PR #861, opened 2025-04-28
Partial Implementation for SPARQL EXISTS

ManuelaCorte:
This PR implements a partial solution for the SPARQL `EXISTS` clause for cases where it can be evaluated in a bottom-up fashion, similar to the approach used in #853 for the `FILTER NOT EXISTS` case.

The `EXISTS` clause is translated using a `LEFT JOIN`, where the right child represents the subquery of the `EXISTS` clause. In addition to containing the `IQTree` for the EXISTS subquery, the right child ensures consistent cardinality by applying a `DISTINCT` operator to the variables that appear in the right child also present in the left child.

To evaluate whether the graph pattern of the `EXISTS` clause has been matched, an additional variable (`prov/"ontop-provenance-constant"`) is projected in the right child of the `LEFT JOIN`. This variable tracks whether the query pattern in the right subtree has been matched in the join. It's then used to create the expression that represents the result of the `EXISTS` clause evaluation using the bound function: `SP_BOUND(RDF(prov,xsd:string))`.

For example, given the following query:

```sparql
PREFIX  : <http://person.example.org/>

SELECT ?person ?hasNick WHERE {
   ?person a :Person .
   BIND(EXISTS { ?person :nickname ?nick } AS ?hasNick)
}
```

It will be translated into the following `IQTree`:

```
CONSTRUCT [person, hasNick] [hasNick/SP_BOUND(RDF(prov,xsd:string))]
   CONSTRUCT [person, prov] []
      LJ AND2(STRICT_EQ2(person,person0),STRICT_EQ2(person,person0))
         INTENSIONAL triple(person, <http://www.w3.org/1999/02/22-rdf-syntax-ns#type>, <http://person.example.org/Person>)
         DISTINCT
            CONSTRUCT [prov, person0] [prov/"ontop-provenance-constant"^^TEXT]
               INTENSIONAL triple(person0, <http://person.example.org/nickname>, nick)
```

In the previous example the `DISTINCT` operator is necessary when a person can have multiple nicknames. Consider these sample triples:

```
<http://person.example.org/1> a <http://person.example.org/Person> .
<http://person.example.org/1> <http://person.example.org/nickname> "Nick1" .
<http://person.example.org/1> <http://person.example.org/nickname> "Nick2" .
<http://person.example.org/2> a <http://person.example.org/Person> .
<http://person.example.org/2> <http://person.example.org/nickname> "Nick3" .
<http://person.example.org/3> a <http://person.example.org/Person> .
```

The correct result of the query would be:

| person                        | hasNick |
| ----------------------------- | ------- |
| <http://person.example.org/1> | true    |
| <http://person.example.org/2> | true    |
| <http://person.example.org/3> | false   |

Without the `DISTINCT` operator, each nickname would generate a separate row, resulting in:

| person                        | hasNick |
| ----------------------------- | ------- |
| <http://person.example.org/1> | true    |
| <http://person.example.org/1> | true    |
| <http://person.example.org/2> | true    |
| <http://person.example.org/3> | false   |


core/kg-query/src/main/java/it/unibz/inf/ontop/query/translation/impl/RDF4JValueExprTranslator.java
```diff
@@ -81,118 +90,150 @@ public ImmutableTerm getTerm(ValueExpr expr) {
...
         }
         if (expr instanceof Not) {
-            return getFunctionalTerm(XPathFunction.NOT.getIRIString(), convertToXsdBooleanTerm(term));
+            ImmutableFunctionalTerm notTerm = getFunctionalTerm(XPathFunction.NOT.getIRIString(), convertToXsdBooleanTerm(extendedTerm.getTerm()));
+            return new ExtendedTerm(notTerm, extendedTerm.getExistsMap());
         }
         if (expr instanceof IsNumeric) {
             // isNumeric (Sec 17.4.2.4) for checking whether the argument is a numeric value
-            return getFunctionalTerm(SPARQL.IS_NUMERIC, term);
+            return new ExtendedTerm(getFunctionalTerm(SPARQL.IS_NUMERIC, extendedTerm.getTerm()), extendedTerm.getExistsMap());
```
bcogrel, line 216: Please create a method to reduce the boilerplate for functions

core/kg-query/src/main/java/it/unibz/inf/ontop/query/translation/impl/RDF4JTupleExprTranslator.java
```diff
@@ -713,12 +821,20 @@ private TranslationResult translate(Extension node) throws OntopInvalidKGQueryEx
...
         ImmutableSet<Variable> childVars = childTranslation.iqTree.getVariables();
-        ImmutableList<Substitution<ImmutableTerm>> mergedVarDefs = getVarDefs(node.getElements(), childVars);
+        ValueExpressionResult<ImmutableList<Substitution<ImmutableTerm>>> varDefsResult = getVarDefs(node.getElements(), childVars);
 
+        ImmutableList<Substitution<ImmutableTerm>> mergedVarDefs = varDefsResult.getResult();
         if (mergedVarDefs.isEmpty()) {
             return childTranslation;
         }
 
+        if (varDefsResult.getExistsMap().size() > 1) {
```
bcogrel, line 831: Restriction to be relaxed

core/kg-query/src/main/java/it/unibz/inf/ontop/query/translation/impl/RDF4JValueExprTranslator.java
```diff
@@ -396,4 +465,28 @@ public VariableOrGroundTerm translateRDF4JVar(Var v, boolean leafNode) {
                 : Optional.ofNullable(externalBindings.get(var))
                         .orElseGet(termFactory::getNullConstant);
     }
+
+    public static class ExtendedTerm {
+        private final ImmutableTerm term;
+        private final ImmutableMap<Variable, ValueExpr> existsMap ;
```
bcogrel, line 471: Change type to `ImmutableMap<Variable, Exists>` ? I have seen many unchecked casts in the code.

core/kg-query/src/main/java/it/unibz/inf/ontop/query/translation/impl/RDF4JTupleExprTranslator.java
```diff
@@ -202,23 +197,37 @@ private TranslationResult translate(Group group) throws OntopInvalidKGQueryExcep
...
             throw new Sparql2IqConversionException("Unexpected parsed SPARQL query: nested complex projections appear " +
                     "within an RDF4J Group node: " + group);
         }
-        ImmutableSet<Variable> childVariables = child.iqTree.getVariables();
 
+        IQTree childTree;
+        if (varDefsResult.existsMap.isEmpty()) {
+            childTree = child.iqTree;
+        } else {
+            if (varDefsResult.getExistsMap().size() > 1) {
```
bcogrel, line 213: Duplicated logic. Please try to factorize.

core/kg-query/src/main/java/it/unibz/inf/ontop/query/translation/impl/RDF4JTupleExprTranslator.java
```diff
@@ -229,38 +238,69 @@ private TranslationResult translate(Group group) throws OntopInvalidKGQueryExcep
...
+                .filter(Optional::isPresent)
+                .map(Optional::get)
+                .map(RDF4JValueExprTranslator.ExtendedTerm::getExistsMap)
+                .filter(map -> !map.isEmpty())
+                .collect(ImmutableCollectors.toList());
+        if (existsMaps.size() > 1) {
+            throw new OntopUnsupportedKGQueryException("Multiple EXISTS in the same operator are not supported: " + order);
+        }
+
+        IQTree childTree;
```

• Brief:
The expected output is every line of the records in which the string "Please" appears.

• Exercise response:
bcogrel, line 216: Please create a method to reduce the boilerplate for functions
bcogrel, line 213: Duplicated logic. Please try to factorize.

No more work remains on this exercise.